-- Activity --
Please give again, exactly and only, the stretch of lines from the one containing "The orange colour" to the end of the entries below.

-- Information provided --
◇ ◇ ◇ ◇
PR #1538, opened 2019-09-17
Fixing some battery icons which have an incorrect xml class on the fill ( = orange)

### LINKED ISSUE #1531: Battery icon looks red, even when the battery is full
In Ubuntu 19.10 the battery icon in the top bar looks red (actually it's orange rgb(245,121,62)) even when the battery is full, e.g. 99%.

The orange colour makes it look like a warning that the battery is low.

ubuntujaggers:
Closes #1531.

Basically: because of how I made the icons, some of the new ones incorrectly picked up an xml class called "warning" on the inside fill.  Gnome is responding to this class by recolouring the element orange.

I've removed the xml class and pushed new versions of the affected symbols (plus an updated source-symbolic.svg).

**However** I can't test this because my install isn't using the new battery icons anyway.

@chrisjbillington @ElectricGestalt @8none1 @clobrano @Amr-Ibra : if anyone could confirm that I really have fixed it, that would be great :+1:


chrisjbillington:
Seems to have fixed the problem for me!

clobrano:
It seems good for me as well, I'll just wait for the battery to go down a little to test it fully

:+1:

8none1:
I built and installed Yaru (including the icon themes package) from this branch and I can confirm that the battery icon is no longer red/orange.
LGTM.

clobrano:
Thanks @8none1, merging it now then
◇ ◇ ◇ ◇
-- Response box --
The orange colour makes it look like a warning that the battery is low.

ubuntujaggers:
Closes #1531.

Basically: because of how I made the icons, some of the new ones incorrectly picked up an xml class called "warning" on the inside fill.  Gnome is responding to this class by recolouring the element orange.

I've removed the xml class and pushed new versions of the affected symbols (plus an updated source-symbolic.svg).

**However** I can't test this because my install isn't using the new battery icons anyway.

@chrisjbillington @ElectricGestalt @8none1 @clobrano @Amr-Ibra : if anyone could confirm that I really have fixed it, that would be great :+1:


chrisjbillington:
Seems to have fixed the problem for me!

clobrano:
It seems good for me as well, I'll just wait for the battery to go down a little to test it fully

:+1:

8none1:
I built and installed Yaru (including the icon themes package) from this branch and I can confirm that the battery icon is no longer red/orange.
LGTM.

clobrano:
Thanks @8none1, merging it now then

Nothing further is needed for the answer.